*** Opening of INPUT MATERIAL ***
PR #1277, opened 2020-07-31
Fix retries for "read: connection reset by peer"

### LINKED ISSUE #1195: Backend Lambdas should retry network connectivity errors
### Describe the bug

The Log Processor doesn't retry errors of the form  `read: connection reset by peer` 

when publishing messages to SNS Topic. Such errors are not retried by default by the AWS SDK due to this: https://github.com/aws/aws-sdk-go/blob/master/aws/request/connection_reset_error.go#L8-L9

The reason is explained here: https://github.com/aws/aws-sdk-go/issues/3027#issuecomment-567269161

However for our case such issues should be retried. 

This is affecting other Lambdas as well e.g. `panther-snapshot-poller`. 

### Steps to reproduce

It is really hard to reproduce this behavior since this is a transient networking issues.

### Expected behavior

1. Log Processor should retry SNS Publish messages/S3 Put requests if it receives a `read: connection reset by peer` or `use of closed network connection` errors
2. AWS Snapshot Poller should retry requests with `read: connection reset by peer` or `use of closed network connection` error

### Environment

- Panther version or commit: https://github.com/panther-labs/panther/commit/d6638ba264568b2910341357afc72d9dec16f11b

## Additional context

We could use a custom retryer, see example: https://github.com/aws/aws-sdk-go/tree/master/example/aws/request/customRetryer

kostaspap:
## Background

Fixes #1195 

## Changes

- Added a retryer following AWS example: https://github.com/aws/aws-sdk-go/blob/master/example/aws/request/customRetryer/custom_retryer.go#L64-L78

## Testing

- mage test:ci
- Deployed. It probably needs to "burn in" for a while to make sure it doesn't have side effects (e.g. not retrying known errors)

### DIFF
--- a/pkg/awsretry/connection_retryer.go
+++ b/pkg/awsretry/connection_retryer.go
@@ -25,21 +25,24 @@ import (
 	"github.com/aws/aws-sdk-go/aws/request"
 )
 
-// CustomRetryer wraps the SDK's built in DefaultRetryer adding additional
+func NewConnectionErrRetryer() *ConnectionErrRetryer {
+	return &ConnectionErrRetryer{
+		DefaultRetryer: client.DefaultRetryer{},
+	}
+}
+
+// ConnectionErrRetryer wraps the SDK's built in DefaultRetryer adding additional
 // custom features.
 type ConnectionErrRetryer struct {
 	client.DefaultRetryer
 }
 
 // ShouldRetry overrides the SDK's built in DefaultRetryer adding customization
-// to retry `connection reset by peer` and `use of closed network connection` errors
+// to retry `connection reset by peer` errors
 func (r ConnectionErrRetryer) ShouldRetry(req *request.Request) bool {
 	if req.Error != nil {
 		errMsg := req.Error.Error()
 		if strings.Contains(errMsg, "connection reset by peer") {
-			return true
-		}
-		if strings.Contains(errMsg, "use of closed network connection") {
 			return true
 		}
 	}
--- a/deployments/panther_config.yml
+++ b/deployments/panther_config.yml
@@ -114,7 +114,7 @@ Setup:
 
   # Whether or not to create a CloudTrail in the Panther account and monitor.
   # You may want this off if you have org-level CT configured for Panther to avoid ingesting the same data twice.
-  EnableCloudTrail: true
+  EnableCloudTrail: false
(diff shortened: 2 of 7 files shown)


pkg/awsretry/connection_retryer.go
```diff
@@ -0,0 +1,52 @@
...
+type ConnectionErrRetryer struct {
+	client.DefaultRetryer
+}
+
+// ShouldRetry overrides the SDK's built in DefaultRetryer adding customization
+// to retry `connection reset by peer` errors
+func (r ConnectionErrRetryer) ShouldRetry(req *request.Request) bool {
+	if req.Error != nil {
+		errMsg := req.Error.Error()
+		if strings.Contains(errMsg, "connection reset by peer") {
```
rleighton, line 45: nit: this could be:
```
return strings.Contains(req.Error.Error(), "connection reset by peer") 
```

rleighton: ... or you could do it 1 statement, relying on || short cutting
```
return (req.Error != nil && strings.Contains(req.Error.Error(), "connection reset by peer")) || r.DefaultRetryer.ShouldRetry(req)
```

giorgosp: > return (req.Error != nil && strings.Contains(req.Error.Error(), "connection reset by peer")) || r.DefaultRetryer.ShouldRetry(req)


Bikeshedding here but I think this is a bit harder/slower to read

kostaspap:
> Useful change! Would it make sense to add the original reasoning of why such errors are not retried by default as per the [aws/aws-sdk-go#3027 (comment)](https://github.com/aws/aws-sdk-go/issues/3027#issuecomment-567269161)? i.e it is best practice to use this retryer for idempotent operations

Good point! Adding.

pkg/awsretry/connection_retryer.go
kostaspap: Yeah, I was trying different stuff in there, this was a leftover. Switching to `strings.Contains(req.Error.Error(), "connection reset by peer") `. 
Note I am not going to do just `return strings.Contains(req.Error.Error(), "connection reset by peer") ` -> in case the error is different, I default to the DefaultRetryer behavior.

PR #1280, opened 2020-08-03
Factor user prompt code from mage to pkg/prompt

rleighton:
## Background
I will be moving `mage gluesync` into an ops tool so it can be more easily shared with customers.
This change factors our the user prompt code in `mage` as a package in `pkg`

## Changes

- Factor out prompt code
- Bring README.md current

## Testing

- mage test:ci

### DIFF
--- a/pkg/prompt/prompt.go
+++ b/pkg/prompt/prompt.go
@@ -1,0 +1,90 @@
+package prompt
+
+/**
+ * Panther is a Cloud-Native SIEM for the Modern Security Team.
+ * Copyright (C) 2020 Panther Labs Inc
+ *
+ * This program is free software: you can redistribute it and/or modify
+ * it under the terms of the GNU Affero General Public License as
+ * published by the Free Software Foundation, either version 3 of the
+ * License, or (at your option) any later version.
+ *
+ * This program is distributed in the hope that it will be useful,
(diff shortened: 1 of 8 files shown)


pkg/prompt/prompt.go
```diff
@@ -0,0 +1,90 @@
...
+	"os"
+	"regexp"
+	"strings"
+	"time"
+
+	"github.com/pkg/errors"
+)
+
+/*
+ Utility package to read input from terminal
```
austinbyers, line 33: Move this to a package-level comment at the top of the file:

```go
// Prompt is a utility package to read input from the terminal
```

pkg/prompt/prompt.go
```diff
@@ -0,0 +1,90 @@
...
+
+import (
+	"bufio"
+	"fmt"
+	"os"
+	"regexp"
+	"strings"
+	"time"
+
+	"github.com/pkg/errors"
```
austinbyers, line 29: Do we need to introduce this extra dependency here? I would think the built-in "errors" would suffice, since it's just printing output to the user - there are no stack traces to track, for example

rleighton: Well, this is a library now. Caller might want that but not in any of our use cases. Will switch.

PR #1290, opened 2020-08-04
Refactor cfn stacks and utilities out of mage

rleighton:
## Background

I am moving the functionality of `mage glue:sync` to an ops tool in order to easily enable customers with a binary only deployment to have this tool.

There are no functional changes in this PR.

## Changes

- moved names of stacks and templates to new package `tools/cfnstacks`
- moved most of `tools/mage/util_cfn.go` to new package `pkg/awscfn`

## Testing

- mage
- mage test:ci


pkg/awscfn/awscfn.go
```diff
@@ -0,0 +1,246 @@
+/*
+Helpers that query/manipulate AWS Cloudformation stacks
+*/
```
austinbyers, line 3: Package comments have a specific format:

```go
// Package awscfn provides utilities to query and manipulate AWS CloudFormation stacks
```

tools/cfnstacks/cfnstacks.go
```diff
@@ -0,0 +1,63 @@
+/*
+Declare pubic constants and vars for Panther stacks and templates for use by tools
+*/
```
austinbyers, line 3: Switch to package comment (and be really careful with that second word... 🤣 )

```go
// Package cfnstacks declares public constants...
package cfnstacks
```

tools/mage/teardown.go
```diff
@@ -96,27 +98,27 @@ func destroyCfnStacks(masterStack string) error {
...
 	// The bootstrap stacks have to be last because of the ECS cluster and custom resource Lambda.
 	parallelStacks := []string{
-		appsyncStack,
-		cloudsecStack,
-		coreStack,
-		dashboardStack,
-		frontendStack,
-		logAnalysisStack,
-		onboardStack,
+		cfnstacks.AppsyncStack,
```
austinbyers, line 113: Since `stack` is already in the package name, it's redundant to have it in the variable name:

```
cfnstacks.Appsync, cfnstacks.Cloudsec
```

tools/mage/util_cfn.go
```diff
@@ -71,207 +45,13 @@ func cfnFiles() []string {
...
-}
-
 // Returns the PantherVersion tag for the given stack.
 //
 // Will be blank if the stack or tag does not exist.
 func stackVersion(stack string) (string, error) {
 	response, err := cfn.New(awsSession).DescribeStacks(&cfn.DescribeStacksInput{StackName: &stack})
 	if err != nil {
-		if errStackDoesNotExist(err) {
+		if awscfn.ErrStackDoesNotExist(err) {
```
austinbyers, line 54: You've already moved the rest of this file to another package - might as well move this function, too. Checking the Panther version in a stack is something opstools may want to do someday, right?

If you want to make it slightly more generic, the tag key could be a parameter - in this case `PantherVersion`. Then function would be renamed something like `getStackTag`

pkg/awscfn/awscfn.go
rleighton: Fixed

tools/mage/util_cfn.go
rleighton: Good suggestion.

PR #1294, opened 2020-08-04
Truncate docs link to minor version

austinbyers:
## Background

Our documentation provider only supports syncing 10 branches at a time - for this reason, we will only publish documentation variants for minor versions, not patches. For example, "v1.7" will host the documentation for all "v1.7.X" versions.

To accommodate this change, this PR truncates the docs link from `v/v1.7.0-docs` to `v/v1.7-docs`

## Changes

- Truncate docs link to minor version (instead of patch version)


web/src/constants.ts
```diff
@@ -139,8 +139,9 @@ export const LOG_TYPES = [
 
 export const PANTHER_SCHEMA_DOCS_MASTER_LINK = 'https://docs.runpanther.io';
 
-export const STABLE_PANTHER_VERSION = pantherConfig.PANTHER_VERSION.split('-')[0];
-export const PANTHER_SCHEMA_DOCS_LINK = `${PANTHER_SCHEMA_DOCS_MASTER_LINK}/v/${STABLE_PANTHER_VERSION}-docs`;
+export const STABLE_PANTHER_VERSION = pantherConfig.PANTHER_VERSION.split('-')[0]; // e.g. "v1.7.1"
+export const MINOR_PANTHER_VERSION = STABLE_PANTHER_VERSION.slice(0, 4); // e.g. "v1.7"
```
austinbyers, line 143: I just realized this won't work once we have "v1.10"

Seems the easiest thing to do, then, is to split by the period. Not sure the best way to do this in ts, but I'll push a fix shortly

austinbyers:
Deployed and verified:

Screen Shot 2020-08-04 at 3 53 20 PM

(this link won't work, but it will once v1.7 lands)

austinbyers:
This should also help if we have custom versions for customers - "v1.7.0-special" would now correctly route to "v1.7"

PR #1295, opened 2020-08-05
Fix bug when no permissions where specified for the SQS queue

kostaspap:
## Background

When a user goes through the new SQS source onboarding, Panther will create a new SQS queue for them to send their data to. 
During the onboarding process (and later on during editing of the source) the users can choose which Principal ARNs (IAM roles, users) and which Source ARNS (S3 buckets, SNS Topics) will be allowed to send messages to the SQS queue. 

The user could choose to specify no Principal and source arns - in that case only the principals inside the Panther AWS account could send data to the queue. Current backend code had a bug would result in an error

## Changes

- Renamed `allowedPrincipals` to `allowedPrincipalArns` property to be aligned with `allowedSourceArns` property naming. 
- Fixed bug mentioned above

## Testing

- mage test:ci
- deployed in my account. 
  - Created a new SQS source with no arns specified. Edited the queue to add new permissions. 
  - Created a new SQS source with some arns specified. Edited it to remove the permissions. 
  - Deleted the new SQS source.

### DIFF
--- a/internal/core/source_api/api/sqs_utils.go
+++ b/internal/core/source_api/api/sqs_utils.go
@@ -56,9 +56,9 @@ func SourceSqsQueueArn(integrationID string) string {
 
 // Creates a source SQS queue
 // The new queue will allow the provided AWS principals and Source ARNs to send data to it
-func CreateSourceSqsQueue(integrationID string, allowedPrincipals []string, allowedSourceArns []string) error {
+func CreateSourceSqsQueue(integrationID string, allowedPrincipalArns []string, allowedSourceArns []string) error {
 	queueName := getSourceSqsName(integrationID)
-	policy := createSourceSqsQueuePolicy(allowedPrincipals, allowedSourceArns)
+	policy := createSourceSqsQueuePolicy(allowedPrincipalArns, allowedSourceArns)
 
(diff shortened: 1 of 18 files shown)


internal/core/source_api/api/sqs_utils.go
```diff
@@ -222,6 +227,10 @@ func createSourceSqsQueuePolicy(allowedPrincipals []string, allowedSourceArns []
 		statements = append(statements, statement)
 	}
 
+	if len(statements) == 0 {
```
giorgosp, line 230: super minor: Change to `if len(allowedPrincipalArns) == 0` and exit early by moving it above the for loop

kostaspap: It will have to be `len(allowedPrincipalArns) + len(allowedSourceArns) == 0` (or similar) . I can use that if you prefer, sure.

giorgosp: Ah right, the `allowedSourceArns` part was not visible in the diff. It is super minor anyway, so whatever you feel like.

kostaspap: Sure, I've updated it. Code is slightly more verbose, but a bit easier to read & understand.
*** Close of INPUT MATERIAL ***
# [REQUIREMENT]
Please give the number of lines in the data above that include the string "send", and nothing else.

# [SOLUTION TO THIS TASK]
4